Bosnia typifies limits to standard democracy toolbox in Balkans?

The political crisis in Bosnia-Herzegovina is back on the international agenda, and the focus of intense European and U.S. diplomatic efforts. The U.S. administration will “sustain and re-energize its commitment to Europe,” Vice President Joseph Biden recently told the Bosnian parliament. “We are back, we will stay.”

But democracy advocates are concerned that speculation about partition in the West’s policy debate reflects a lack of commitment that could yet lead to renewed violence.

The U.S. ambassador to Bosnia-Herzegovina Charles English cautioned on November 17 that the west “cannot sustain this level of attention over the long haul” and that the country needs “to make progress towards a European and Euro-Atlantic future” since “the status quo will not hold.”

Reportedly, U.S. and E.U. emissaries have been less diplomatic behind closed doors, threatening to block Bosnia’s NATO Membership Action Plan – they did so – and withholding visa-free E.U. travel for Bosnian citizens as a bargaining chip while publicly insisting that the issue is purely technical.

The E.U. and U.S. are trying to secure the extension of the Butmir process, which many Bosnians consider to have already failed, and recently persuaded the Office of the High Representative to reconsider extending the mandates of international judges and prosecutors.

Civil society groups are mobilizing pressure, including public protests, on the OHR to extend the mandates. Other commentators see the OHR as more of a problem than a solution:

According to some international observers, the major issue however is not the ineffectiveness and self-imposed paralysis of Bosnian institutions, but the continued, counterproductive international tutelage of the country. The U.N. high representative has significant powers in the political process, including the power to remove elected officials, and to veto legislation adopted by Bosnian legislative bodies.

The current crisis follows the failed application of two standard toolboxes for democratizing and state building, writes Bodo Weber, a Berlin-based associate of the Democratization Policy Council – picking individuals rather than building institutions and relying on the incentives of EU accession:  

The first one consisted of identifying pro-democratic political forces, parties and leaders as the partners to bring into power for transforming the country from top-down. A more systemic approach would be built on the recognition that for structural reasons all major political actors are part of the problem, not of the solution, and that it is necessary to both transform the given institutional framework of political action and the actors.

The second standard toolbox was EU integration:

The problem is not the goal itself:  EU integration is, in fact, the only reasonable end for Bosnia’s transformation towards a democratic and stable sovereign state.  Yet it is not a sufficient means to get there, given Bosnia’s specific political environment.  It assumes the existence of democratic partners that are willing to do the political heavy-lifting to join the club.  This is hardly evident in Bosnia.

But the democratic West need not accept Bosnia’s disintegration, he argues. The West needs to correct the “lack of will, particularly from the EU, to recognize that the Bosnian governance system is the reason why its normal enlargement approach isn’t working, [and that] has led to the unnecessary escalation of rhetoric and risk”.

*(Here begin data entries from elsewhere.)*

PR #1304, opened 2021-08-31
Implement global settings for https redirect

alexAubin:
## The problem

Fix https://github.com/YunoHost/issues/issues/1024

- The fact that every web app has to add its own `if ($scheme = http) rewrite ^ https://$server_name$request_uri? permanent;` is madness...
- One may want to have an easy way to disable HTTPS redirection (for example in the context of yunohost behind a reverse proxy, such as our infrastructure)

## Solution

Have a global setting to control wether HTTPS redirect is enabled or not

(... and then remove the https redirect snippet in every nginx.conf in every app ...)

## PR Status

Tested and working on my side

## How to test

- `yunohost settings set security.nginx.redirect_to_https -v True`
- check that you're redirected to https, except for requests on .well-known stuff (assuming the target exists and the request is explicitly in http, not https)
- `yunohost settings set security.nginx.redirect_to_https -v False` removes the redirection (at least in the nginx conf, then there's the whole HSTS story etc)


alexAubin:
Hmpf it's in fact probably not that simple: 

- if an app installs on the domain's root, it will create a duplicate `location /` and nginx won't be happy (c.f. test not passing on the CI I believe)
- if an app installs on a subpath, nginx won't go inside the `location /` block and therefore won't redirect to https

I'm thinking that we could maybe remove the `include *.conf` if the https redirect is enabled ... ? I don't know if there are apps that need to expose some routes on http ... To cover this case, we could imagine apps adding an additional `*.conf.http` that would be included only in the http conf ?

Psycojoker:
Omg this is finally a reality, I can't believe it DDD:

PR #1317, opened 2021-09-08
[fix] sort_buffer_size too small to make nextcloud work

zamentur:
## The problem

Nextcloud can install with the previous settings, however it display an error page on some real servers.

## Solution

Increase to the config used in debian mariadb package
https://github.com/MariaDB/server/blob/10.3/debian/additions/my.cnf#L56

## PR Status
Ready tested on sans-nuage.fr

## How to test

...

### DIFF
--- a/data/templates/mysql/my.cnf
+++ b/data/templates/mysql/my.cnf
@@ -30,7 +30,7 @@ skip-external-locking
 key_buffer_size = 16K
 max_allowed_packet = 16M
 table_open_cache = 4
-sort_buffer_size = 256K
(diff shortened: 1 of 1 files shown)


ericgaspar (approved):

zamentur:
Needed for https://github.com/YunoHost-Apps/nextcloud_ynh/pull/435

ericgaspar:
Most of the values seem to have been pumped up quite a bit in the mariadb file...

kay0u (approved):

“Much remains to be done” to advance stable democracy in Bosnia-Herzegovina, the European Union’s new foreign policy chief, Catherine Ashton concedes.

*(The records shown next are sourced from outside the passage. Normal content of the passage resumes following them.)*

PR #1323, opened 2021-09-14
Fix action

kay0u:
## The problem

`YNH_APP_BASEDIR` is incorrect during the execution of the action
Actions are not executed in a tmp directory

## Solution

...

## PR Status

...

## How to test

...

### DIFF
--- a/src/yunohost/app.py
+++ b/src/yunohost/app.py
@@ -1651,25 +1651,35 @@ def app_action_run(operation_logger, app, action, args=None):
     )
     env_dict["YNH_ACTION"] = action
 
-    _, path = tempfile.mkstemp()
+    tmp_workdir_for_app = _make_tmp_workdir_for_app(app=app)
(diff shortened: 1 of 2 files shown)


src/yunohost/app.py
```diff
@@ -1651,25 +1651,35 @@ def app_action_run(operation_logger, app, action, args=None):
...
+        retcode = hook_exec(
+            action_script,
+            env=env_dict,
+            chdir=cwd,
+            user=action_declaration.get("user", "root"),
+        )[0]
+    # Here again, calling hook_exec could fail miserably, or get
+    # manually interrupted (by mistake or because script was stuck)
+    # In that case we still want to proceed with the rest of the
+    # removal (permissions, /etc/yunohost/apps/{app} ...)
```
alexAubin, line 1675:
```suggestion
    # Calling hook_exec could fail miserably, or get
    # manually interrupted (by mistake or because script was stuck)
    # In that case we still want to delete the tmp work dir
```

PR #1328, opened 2021-09-17
add YNH_APP_BASEDIR in the env var

kay0u:
## Solution

Half tested on my side

## PR Status

Done, waiting for the ci

## How to test

Run all possibles actions for an app and see

### DIFF
--- a/data/helpers.d/utils
+++ b/data/helpers.d/utils
@@ -1,6 +1,6 @@
 #!/bin/bash
 
-if [ -z "$YNH_APP_BASEDIR" ];
+if [ -z "${YNH_APP_BASEDIR:-}" ];
 then
     echo -e "YNH_APP_BASEDIR is not defined, many helpers use it, please define it!" >&2
     YNH_APP_BASEDIR=$(realpath ..)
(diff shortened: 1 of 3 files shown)


alexAubin (approved):
Super quick review, lgtm

data/helpers.d/utils
```diff
@@ -1,6 +1,10 @@
 #!/bin/bash
 
-YNH_APP_BASEDIR=$(realpath $([[ "$(basename $0)" =~ ^backup|restore$ ]] && echo '../settings' || [[ -n "${YNH_ACTION:-}" ]] && echo '.' || echo '..' ))
+if [ -z "${YNH_APP_BASEDIR:-}" ];
+then
+    echo -e "YNH_APP_BASEDIR is not defined, many helpers use it, please define it!" >&2
+    YNH_APP_BASEDIR=$(realpath ..)
+fi
```
kay0u, line 7: After checking that we have put YNH_APP_BASEDIR everywhere we need to, I think we should change this part to :

```suggestion
YNH_APP_BASEDIR=${YNH_APP_BASEDIR:-$(realpath ..)}
```

PR #1338, opened 2021-09-21
Rework prompt() again

alexAubin:
## The problem

c.f. https://github.com/YunoHost/moulinette/pull/303

## Solution

c.f. https://github.com/YunoHost/moulinette/pull/303

## PR Status

...

## How to test

...

### DIFF
--- a/src/yunohost/utils/config.py
+++ b/src/yunohost/utils/config.py
@@ -31,6 +31,7 @@ from moulinette.interfaces.cli import colorize
 from moulinette import Moulinette, m18n
 from moulinette.utils.log import getActionLogger
 from moulinette.utils.filesystem import (
+    read_file,
     write_to_file,
     read_toml,
     read_yaml,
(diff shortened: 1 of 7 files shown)


src/yunohost/utils/config.py
```diff
@@ -558,18 +565,8 @@ def _raise_invalid_answer(self):
             choices=", ".join(self.choices),
         )
 
-    def _format_text_for_user_input_in_cli(self, column=False):
-        text_for_user_input_in_cli = _value_for_locale(self.ask)
-
-        if self.choices:
-            text_for_user_input_in_cli += " [{0}]".format(" | ".join(self.choices))
```
alexAubin, line 565: Originally did this because I thought the new autosuggest mecanism would be okay, but that's not great in terms of UX

We should probably re-add this, but I'm thinking also that we should have a better handling of the case where there's a shitload of cases (typically because many many domains, or many many users such as 100+)

Something like display only the X first entries :  `Pick an admin user [alice | bob | charlie | delphine | ... + N other choices]`

PR #1340, opened 2021-09-24
Argo Tunnels

martinkeat:
## The problem

Setting up DNS is a pain in the backside for amateur users

## Solution

Addition of cloudflared to Yuno so that users can easily create Argo Tunnels to their domain and therefore make like easier and their setup more secure in the process as well. 
...

## PR Status

...

## How to test

...


tituspijean:
PEBCAK 😇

The constraints of the country’s post-war and post-communist legacies are highlighted in a new report from the National Democratic Institute. Institutional reforms are essential, but not sufficient not sufficient to address the continuing obstacles to sustainable democratic transition, it finds.

But when it comes to the Balkans, the usual paradigm of democratic transformation confronts acute problems of ethnic conflict and state-building.

“For a polity to democratize, it should first be acknowledged as one by its entire population and granted the same recognition by the international ‘powers’,” a recent analysis suggests. There is a prior need to “reshape the basic foundations these states are built upon, namely their political identities and cultures.”